This week's guest author is Ludell Hogwaller.
My name is Ludell and I suffer from TMST.
Last week, I was the guest of honor at an exorcism, carried out by the Rockbottum elite, Chet Lester, Ydnar, Aint Feemy and Bubba. They intended to excise my Luddite tendencies, citing my refusal to own a "smart" phone as the primary problem.
Apparently, I have angered the flock, because I won't take photos dripping with extreme narcissism, seek peer approval by "following" others, stagger around head down and semi-catatonic while twitting, vining, i-gramming, slapchatting or swiping left.
Aint Feemy refused to accept my medical condition, TMST, (Too Much Screen Time) as a valid reason for my behavior and summarily accused me of non-social practices. Cousin Ydnar then insisted I immediately get a Spacebook account, because it's wildly popular with teenagers. Chet Lester and Bubba said I have to join social media and confess everything to the web--where it will remain forever and ever, amen--so others can "like" me.

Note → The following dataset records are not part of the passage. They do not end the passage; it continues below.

PR #2993, opened 2023-11-28
fix: Improve note about AppShellConfiguration

TatuLund:


articles/advanced/modifying-the-bootstrap-page.asciidoc
```diff
@@ -128,6 +128,7 @@ In Java code, when adding dynamic content during the bootstrap process, use the
 
 [NOTE]
 There must be a single application shell for the entire Vaadin application, so that no more than one class can implement [interfacename]`AppShellConfigurator`.
+In the case of a multimodule application, the class implementing the AppShellConfigurator interface needs to be in the main module.
```
mshabarov, line 131: A bit unclear what "main module" means here? Is it a module that being built into jar/war to be deployed on a server, and not a module that is added as a dependency to that "main" module?

PR #2956, opened 2023-11-10
docs: update articles for access denied error feature

tltv:
Updates exceptions.asciidoc example to be not mixed with build-in AccessDeniedException. Updates enabling-security.adoc to document how to customize access denied error page and how to use new AccessDeniedErrorRouter annotation to reroute to different error page for unauthorized route.

Related-to: vaadin/flow#11335

PR #3003, opened 2023-11-29
fix: Note about access control annotation for HasUrlParameter

mshabarov:
Adds an access control annotation to the example code and a note that this is needed to allow navigation.

Related to https://github.com/vaadin/docs/pull/2956

### DIFF
--- a/articles/security/enabling-security.adoc
+++ b/articles/security/enabling-security.adoc
@@ -411,6 +411,7 @@ public class CustomAccessDeniedError extends RouteAccessDeniedError {
 [source,java]
 ----
 @Tag(Tag.DIV)
+@AnonymousAllowed
 public static class CustomAccessDeniedError extends Component
         implements HasErrorParameter<AccessDeniedException> {
     @Override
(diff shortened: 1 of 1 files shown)


mcollovati (approved):

articles/security/enabling-security.adoc
```diff
@@ -422,6 +423,8 @@ public static class CustomAccessDeniedError extends Component
 }
 ----
 
+[interfacename]`HasErrorParameter` error view needs an access control annotation, so that Vaadin allows the navigation to it.
+Example above uses [annotationname]`@AnonymousAllowed`, but it can be also [annotationname]`@PermitAll`.
```
tarekoraby, line 427: I assume any annotation can be used (like the developer might want to show the error view to specific roles only). Is that right? 

```suggestion
The example above uses [annotationname]`@AnonymousAllowed`, but other annotations can also be used (for example, [annotationname]`@PermitAll`).

```

mshabarov: Yes, that's right. Thanks

Issue #3013, opened 2023-12-01
There should be documentation for the new rerouteToError usage in annotation


HerbertsVaadin:
There should be documentation about the usage of the new `@AccessDeniedErrorRouter(rerouteToError = CustomException.class)` in the following page:

https://vaadin.com/docs/latest/routing/exceptions#rerouting-to-error-view

Please also mention that the error view (`CustomErrorView extends Div implements HasErrorParameter<CustomException>`) should contain the `@AnonymousAllowed`, `@PermitAll` or any other relevant annotation, otherwise it will default to the default reroute error view. 

---

If you think this issue is important, add a 👍 [reaction](https://blog.github.com/2016-03-10-add-reactions-to-pull-requests-issues-and-comments/) to help the community and maintainers prioritize this issue.

PR #3015, opened 2023-12-01
fix: Add a reference to rerouteToError annotation parameter

mshabarov:
Fixes https://github.com/vaadin/docs/issues/3013


articles/routing/exceptions.adoc
```diff
@@ -210,6 +211,7 @@ public class BlogPost extends Component
 }
 
 @Tag(Tag.DIV)
+@PermitAll
```
mcollovati, line 214: I think this should be `@AnonymousAllowed`. This error handler is not handling a security exception, so the error view should be public

articles/routing/exceptions.adoc
```diff
@@ -227,11 +229,14 @@ public class FaultyBlogPostHandler extends Component
 }
 ----
 
+[interfacename]`HasErrorParameter` error view needs an access control annotation, so that Vaadin allows navigation to it. The example above uses [annotationname]`@PermitAll`, but [annotationname]`@RolesAllowed` can also be used. [annotationname]`@AnonymousAllowed` isn't recommended, as it exposes information about access restrictions to the anonymous users.
+
+Re-routing to a custom access denial views is also possible with annotation [annotationname]`@AccessDeniedErrorRouter`, see <<{articles}/advanced/custom-error-handler#, Customizing Error Messages for Unauthorized Views>>.
```
mcollovati, line 234: Should this note maybe be moved to the previous paragraph?

mcollovati (changes requested):

articles/routing/exceptions.adoc
mshabarov: Agree.

mshabarov: Changed

articles/routing/exceptions.adoc
mshabarov: Yes, done.

mcollovati (approved):

PR #3022, opened 2023-12-05
feat: add custom column order and grid refresh sections

taefi:
fixes: #2990
Also adds a section about the exposed refresh function to be called from parent component.


taefi:
The paragraphs are taken from #2991, which was language checked before (but couldn't be merged due to technical issues).

sissbruecker (approved):

PR #3027, opened 2023-12-07
docs: auto form validation docs

sissbruecker:
Documents how to use validation in auto form.

Marking as draft as this needs a new Hilla 2.5 release.


articles/react/components/auto-form/index.asciidoc
```diff
@@ -230,6 +230,51 @@ include::{root}/frontend/demo/component/auto-form/react/auto-form-on-errors.tsx[
 [NOTE]
 Note that `onSubmitError` callback is not be called for form validation errors, which are handled automatically.
 
+== Validation
+
+Auto Form uses the same validation mechanism as <<{articles}/react/guides/forms/binder-validation#,default Hilla Forms>>. That means you can add Bean validation annotations to your entity classes and the form will automatically validate the input values on both client and server.
```
taefi, line 235:
```suggestion
Auto Form uses the same validation mechanism as <<{articles}/react/guides/forms/binder-validation#,default Hilla Forms>>. That means you can add Bean validation annotations to your entity classes and the form automatically validates the input values on both client and server.
```

taefi (changes requested):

This all began when I first contracted TMST in 1958. I sat too close to the TV, because the screen was only 9" and fuzzy black and white. I was exposed to Captain Marsupial, Hopalong somebody and three NYC businessmen named Amos, Andy and Kingfish. Shortly thereafter, I became addicted to the Giant Screen, unwittingly choosing the front row.
In '74, Cousin RW and me both got jobs in television as camera operators, where we were required to stare
transfixed into tiny 4" b&w screens for long hours. RW worked variety shows, sports and concerts, while I ended up running camera on TV preachers.
We began to overdose on close proximity to screens, so we retreated to the world of golf course maintenance, where screens and the hypnotizing wavelengths of microwave could not follow, but the effects lingered. RW had a TMST flashback from serving on a remote TV truck crew during a ten month, nonstop orgy of screens and suffered cranial deactivation. He awoke to find himself in the Army. (Where the screens still managed to track him down.)
In '84, we returned to golf, where no screens existed and went happily about our business, fixing and improving bad golf courses, when, with no warning . . . the damned screens appeared again.
In '96, Cousin RW was issued a computer, a time clock operated from Nepal or somewhere else in the South Pacific, and was force fed payroll software training in the manner of a French foie gras goose. The mysterious IT priests claimed the computer would save hours of payroll ciphering every week, even though RW typically only spent 20 minutes filling out time sheets on Friday morning.
Computer time escalated to five hours weekly, requiring complex adjustments to punch clock aberrations and daily inquisitions with the IT monks. RW had to justify illogical actions like sending the crew home early during a monsoon.
We hated our screens.
Screens then invaded daily golf operations, replacing reliable and easily understood switches and dials--especially on my beloved irrigation systems--with "menus". This caused RW to run off and take up writing for Supt. News, in order to escape the screens . . . but he became even more infected with TMST. (Remote publishing demands even further immersion into the computer cult.)
Soon, we were entangled in non-linear video editing, ebooks and all sorts of sordid screen doings. Then our friends and family were sucked into the vortex of smart phones, taking TMST to plague levels. Like that fella in the "Bodysnatchers", we watched helplessly as everybody but us transformed, living in the neck down position, staring into tiny screens. They abandoned real life for "apps" and social stuff on their little electronic choke collar.
Folks everywhere stopped reading books. They lost the ability to navigate streets, trails and life without their little digital buddy, obeying its every order while they drove around, unaware of their actual location: The Matrix.
Panic attacks ensued if they found themselves without their device on their person at all times. They willingly paid half a car payment to be "connected", and added monthly fees for various services that became mandatory for life support.
At a GIS show, I covertly eyeballed highly educated people wandering around like mental asylum patients, tripping over mowers and each other, staring into their handscreens, hoping for something called a "retweet".
We must act. That's why I'm announcing the Ludell and Momma Unsocial Media Award.* Find and nominate someone who has managed to avoid being lured into The Matrix . . . even your ownself.
Whether you are sitting too close to the TV, a monitor or simply boiling your cranial cavity with 4G microwaves, do something, right or wrong, do something. Don't assume you are safe because you keep your device on your belt, that's where you keep your ovaries and such.
If you think I'm irrational, try counting how many times a day you look at a screen--and remember this: Microwave frequencies are used to broadcast TV and phones. If they can cook a burger, they can cook your brain.
*Unsocial Media Award winner receives the coveted IRON SKILLET TROPHY, engraved by Momma, along with a course in How To Properly Hack a Computer.